══ RECORDS FOR THIS TASK
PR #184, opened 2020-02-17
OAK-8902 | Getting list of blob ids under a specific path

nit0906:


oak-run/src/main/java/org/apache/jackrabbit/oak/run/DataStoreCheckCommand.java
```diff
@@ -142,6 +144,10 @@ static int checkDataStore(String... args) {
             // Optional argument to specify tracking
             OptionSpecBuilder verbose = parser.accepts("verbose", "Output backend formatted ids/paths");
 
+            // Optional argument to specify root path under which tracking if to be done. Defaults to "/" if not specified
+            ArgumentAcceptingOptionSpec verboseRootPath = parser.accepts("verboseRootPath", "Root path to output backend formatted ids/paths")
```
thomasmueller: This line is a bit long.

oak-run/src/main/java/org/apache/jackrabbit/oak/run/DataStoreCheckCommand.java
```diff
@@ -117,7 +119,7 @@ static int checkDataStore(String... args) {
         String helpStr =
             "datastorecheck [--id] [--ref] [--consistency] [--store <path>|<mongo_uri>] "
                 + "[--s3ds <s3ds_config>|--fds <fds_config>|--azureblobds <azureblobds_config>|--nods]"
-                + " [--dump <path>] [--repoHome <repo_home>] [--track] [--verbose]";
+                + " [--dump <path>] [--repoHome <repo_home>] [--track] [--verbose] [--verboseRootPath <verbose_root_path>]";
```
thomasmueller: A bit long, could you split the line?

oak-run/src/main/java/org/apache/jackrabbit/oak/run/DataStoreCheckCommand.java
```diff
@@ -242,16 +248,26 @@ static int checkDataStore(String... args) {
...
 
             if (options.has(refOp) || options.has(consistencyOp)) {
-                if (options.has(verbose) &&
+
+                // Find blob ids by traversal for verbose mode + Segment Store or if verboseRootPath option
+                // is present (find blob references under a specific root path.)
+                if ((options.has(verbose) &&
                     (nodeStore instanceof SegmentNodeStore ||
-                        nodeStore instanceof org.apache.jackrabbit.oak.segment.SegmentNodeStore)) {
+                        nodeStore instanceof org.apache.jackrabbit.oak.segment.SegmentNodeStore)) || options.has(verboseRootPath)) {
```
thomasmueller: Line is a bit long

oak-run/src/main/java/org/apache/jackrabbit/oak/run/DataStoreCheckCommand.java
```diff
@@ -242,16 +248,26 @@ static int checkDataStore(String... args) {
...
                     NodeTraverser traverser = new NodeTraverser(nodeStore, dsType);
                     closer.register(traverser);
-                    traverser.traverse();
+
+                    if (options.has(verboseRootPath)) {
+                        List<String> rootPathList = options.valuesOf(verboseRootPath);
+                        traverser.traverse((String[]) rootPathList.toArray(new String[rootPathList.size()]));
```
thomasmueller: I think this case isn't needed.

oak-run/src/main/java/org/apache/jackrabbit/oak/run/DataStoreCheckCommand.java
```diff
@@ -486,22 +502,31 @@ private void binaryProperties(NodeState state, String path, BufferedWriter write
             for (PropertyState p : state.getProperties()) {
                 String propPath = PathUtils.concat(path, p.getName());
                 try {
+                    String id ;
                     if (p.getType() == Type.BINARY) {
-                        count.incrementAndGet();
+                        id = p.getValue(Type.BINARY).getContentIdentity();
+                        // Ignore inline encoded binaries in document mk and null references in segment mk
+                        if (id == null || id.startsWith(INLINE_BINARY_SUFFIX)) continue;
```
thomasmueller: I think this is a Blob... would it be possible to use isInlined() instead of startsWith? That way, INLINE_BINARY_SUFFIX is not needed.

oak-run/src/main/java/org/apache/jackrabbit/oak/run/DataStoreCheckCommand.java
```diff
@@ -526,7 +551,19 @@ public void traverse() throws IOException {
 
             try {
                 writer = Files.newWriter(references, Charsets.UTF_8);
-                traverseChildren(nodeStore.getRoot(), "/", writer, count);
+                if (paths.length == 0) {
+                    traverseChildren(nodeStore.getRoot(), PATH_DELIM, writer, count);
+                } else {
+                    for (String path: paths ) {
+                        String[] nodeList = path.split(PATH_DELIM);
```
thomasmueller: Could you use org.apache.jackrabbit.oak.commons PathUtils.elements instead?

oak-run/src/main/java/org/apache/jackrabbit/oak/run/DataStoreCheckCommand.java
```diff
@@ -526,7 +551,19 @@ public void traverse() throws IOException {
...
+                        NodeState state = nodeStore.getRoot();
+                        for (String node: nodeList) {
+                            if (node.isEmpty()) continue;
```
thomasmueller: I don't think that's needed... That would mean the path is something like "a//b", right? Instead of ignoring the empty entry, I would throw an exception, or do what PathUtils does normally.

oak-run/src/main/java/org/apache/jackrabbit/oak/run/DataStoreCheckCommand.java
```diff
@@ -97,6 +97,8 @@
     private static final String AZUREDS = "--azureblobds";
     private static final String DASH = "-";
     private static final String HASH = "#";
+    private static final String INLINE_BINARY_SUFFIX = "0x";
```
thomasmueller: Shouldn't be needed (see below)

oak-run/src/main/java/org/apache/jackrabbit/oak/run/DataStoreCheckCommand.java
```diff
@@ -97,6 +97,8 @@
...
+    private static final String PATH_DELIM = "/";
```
════
══ RECORDS FOR THIS TASK
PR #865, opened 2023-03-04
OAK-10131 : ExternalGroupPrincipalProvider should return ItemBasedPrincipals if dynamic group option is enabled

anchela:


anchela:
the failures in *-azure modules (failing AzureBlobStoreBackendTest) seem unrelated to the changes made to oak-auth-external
════
══ RECORDS FOR THIS TASK
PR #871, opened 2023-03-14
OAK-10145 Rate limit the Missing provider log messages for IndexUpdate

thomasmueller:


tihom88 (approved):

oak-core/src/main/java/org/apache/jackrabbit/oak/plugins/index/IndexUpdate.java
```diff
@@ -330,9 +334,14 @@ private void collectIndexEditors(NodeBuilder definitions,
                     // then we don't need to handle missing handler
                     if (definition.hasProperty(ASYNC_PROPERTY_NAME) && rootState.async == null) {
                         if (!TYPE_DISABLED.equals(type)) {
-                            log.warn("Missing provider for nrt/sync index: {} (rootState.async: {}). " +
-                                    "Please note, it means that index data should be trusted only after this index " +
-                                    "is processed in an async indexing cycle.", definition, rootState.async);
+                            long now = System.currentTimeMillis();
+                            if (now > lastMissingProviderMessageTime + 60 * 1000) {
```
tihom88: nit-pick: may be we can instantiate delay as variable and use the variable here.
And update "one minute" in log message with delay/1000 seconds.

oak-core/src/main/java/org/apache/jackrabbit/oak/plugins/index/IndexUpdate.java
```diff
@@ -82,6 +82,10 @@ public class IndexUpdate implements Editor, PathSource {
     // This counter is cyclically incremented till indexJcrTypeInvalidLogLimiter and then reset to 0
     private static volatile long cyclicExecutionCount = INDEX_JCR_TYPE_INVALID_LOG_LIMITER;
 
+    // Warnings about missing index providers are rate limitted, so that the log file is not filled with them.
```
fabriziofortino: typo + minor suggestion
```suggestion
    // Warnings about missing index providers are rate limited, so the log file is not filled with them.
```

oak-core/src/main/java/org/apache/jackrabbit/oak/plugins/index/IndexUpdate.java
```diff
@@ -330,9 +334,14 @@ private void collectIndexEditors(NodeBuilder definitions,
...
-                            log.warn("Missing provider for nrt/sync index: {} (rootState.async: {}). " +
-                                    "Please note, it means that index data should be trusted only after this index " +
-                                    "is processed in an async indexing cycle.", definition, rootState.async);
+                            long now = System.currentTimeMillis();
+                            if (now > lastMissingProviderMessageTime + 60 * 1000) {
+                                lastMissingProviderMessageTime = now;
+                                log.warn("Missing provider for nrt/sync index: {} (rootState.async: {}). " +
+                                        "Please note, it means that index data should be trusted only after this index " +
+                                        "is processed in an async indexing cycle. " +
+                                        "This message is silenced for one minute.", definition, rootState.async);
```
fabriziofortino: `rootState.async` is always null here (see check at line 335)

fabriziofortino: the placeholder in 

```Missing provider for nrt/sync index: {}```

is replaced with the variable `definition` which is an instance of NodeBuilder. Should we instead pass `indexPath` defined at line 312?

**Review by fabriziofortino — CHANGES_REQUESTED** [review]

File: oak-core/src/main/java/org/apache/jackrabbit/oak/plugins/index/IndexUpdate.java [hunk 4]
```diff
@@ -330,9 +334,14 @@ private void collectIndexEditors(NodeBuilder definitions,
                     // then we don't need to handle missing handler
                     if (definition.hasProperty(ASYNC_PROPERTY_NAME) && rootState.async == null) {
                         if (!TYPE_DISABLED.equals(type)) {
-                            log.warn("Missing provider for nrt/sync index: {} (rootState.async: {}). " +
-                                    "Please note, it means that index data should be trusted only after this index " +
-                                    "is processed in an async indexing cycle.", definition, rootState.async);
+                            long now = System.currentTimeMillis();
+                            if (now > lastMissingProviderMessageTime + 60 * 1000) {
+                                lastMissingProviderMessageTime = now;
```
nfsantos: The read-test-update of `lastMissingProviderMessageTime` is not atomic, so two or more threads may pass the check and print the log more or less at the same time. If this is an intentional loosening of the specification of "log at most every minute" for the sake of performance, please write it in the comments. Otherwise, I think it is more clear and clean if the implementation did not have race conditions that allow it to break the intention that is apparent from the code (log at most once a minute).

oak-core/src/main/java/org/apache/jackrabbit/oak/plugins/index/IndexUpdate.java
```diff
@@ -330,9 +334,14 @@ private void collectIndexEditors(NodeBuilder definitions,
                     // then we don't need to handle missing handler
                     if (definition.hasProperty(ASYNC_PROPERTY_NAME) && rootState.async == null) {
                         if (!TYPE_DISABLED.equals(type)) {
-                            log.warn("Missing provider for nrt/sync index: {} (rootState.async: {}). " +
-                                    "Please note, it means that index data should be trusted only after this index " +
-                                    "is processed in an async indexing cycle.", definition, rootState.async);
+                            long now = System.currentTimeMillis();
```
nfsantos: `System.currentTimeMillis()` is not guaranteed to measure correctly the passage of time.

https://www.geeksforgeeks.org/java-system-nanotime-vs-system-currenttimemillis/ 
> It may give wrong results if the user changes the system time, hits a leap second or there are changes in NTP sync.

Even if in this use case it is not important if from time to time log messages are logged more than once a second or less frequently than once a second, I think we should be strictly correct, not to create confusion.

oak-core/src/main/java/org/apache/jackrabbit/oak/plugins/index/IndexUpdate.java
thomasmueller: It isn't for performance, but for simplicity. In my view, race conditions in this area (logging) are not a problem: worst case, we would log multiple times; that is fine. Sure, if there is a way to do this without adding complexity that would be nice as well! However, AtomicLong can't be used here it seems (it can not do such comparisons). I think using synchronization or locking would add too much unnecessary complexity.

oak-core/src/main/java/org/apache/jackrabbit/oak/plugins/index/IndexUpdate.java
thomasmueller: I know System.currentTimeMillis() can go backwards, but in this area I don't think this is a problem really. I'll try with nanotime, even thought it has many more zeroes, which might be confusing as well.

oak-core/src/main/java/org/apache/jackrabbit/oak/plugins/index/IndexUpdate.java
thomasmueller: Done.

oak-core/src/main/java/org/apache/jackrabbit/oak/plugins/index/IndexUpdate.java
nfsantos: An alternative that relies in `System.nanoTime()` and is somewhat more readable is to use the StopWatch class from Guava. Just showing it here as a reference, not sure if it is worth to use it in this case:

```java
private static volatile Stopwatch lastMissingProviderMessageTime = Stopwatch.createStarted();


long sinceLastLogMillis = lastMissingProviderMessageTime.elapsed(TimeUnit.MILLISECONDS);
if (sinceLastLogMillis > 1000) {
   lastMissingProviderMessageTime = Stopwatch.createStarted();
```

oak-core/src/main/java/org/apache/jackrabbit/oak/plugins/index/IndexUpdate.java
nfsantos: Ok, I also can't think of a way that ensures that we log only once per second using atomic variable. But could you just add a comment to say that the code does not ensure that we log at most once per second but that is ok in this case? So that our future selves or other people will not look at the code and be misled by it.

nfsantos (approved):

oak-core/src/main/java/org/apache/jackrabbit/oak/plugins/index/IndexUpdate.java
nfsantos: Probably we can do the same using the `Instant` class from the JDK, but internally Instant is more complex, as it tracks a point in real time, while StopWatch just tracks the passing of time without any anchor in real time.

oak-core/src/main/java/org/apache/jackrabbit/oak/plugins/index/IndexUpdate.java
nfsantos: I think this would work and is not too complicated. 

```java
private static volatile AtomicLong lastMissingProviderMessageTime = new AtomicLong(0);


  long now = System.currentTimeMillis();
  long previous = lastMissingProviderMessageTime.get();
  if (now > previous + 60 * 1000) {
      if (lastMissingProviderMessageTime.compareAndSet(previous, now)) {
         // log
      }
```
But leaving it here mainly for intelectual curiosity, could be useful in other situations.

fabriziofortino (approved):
════
Among the records above, find the lines where the word "final" appears and copy them.

     private static final String AZUREDS = "--azureblobds";
     private static final String DASH = "-";
     private static final String HASH = "#";
+    private static final String INLINE_BINARY_SUFFIX = "0x";
+    private static final String PATH_DELIM = "/";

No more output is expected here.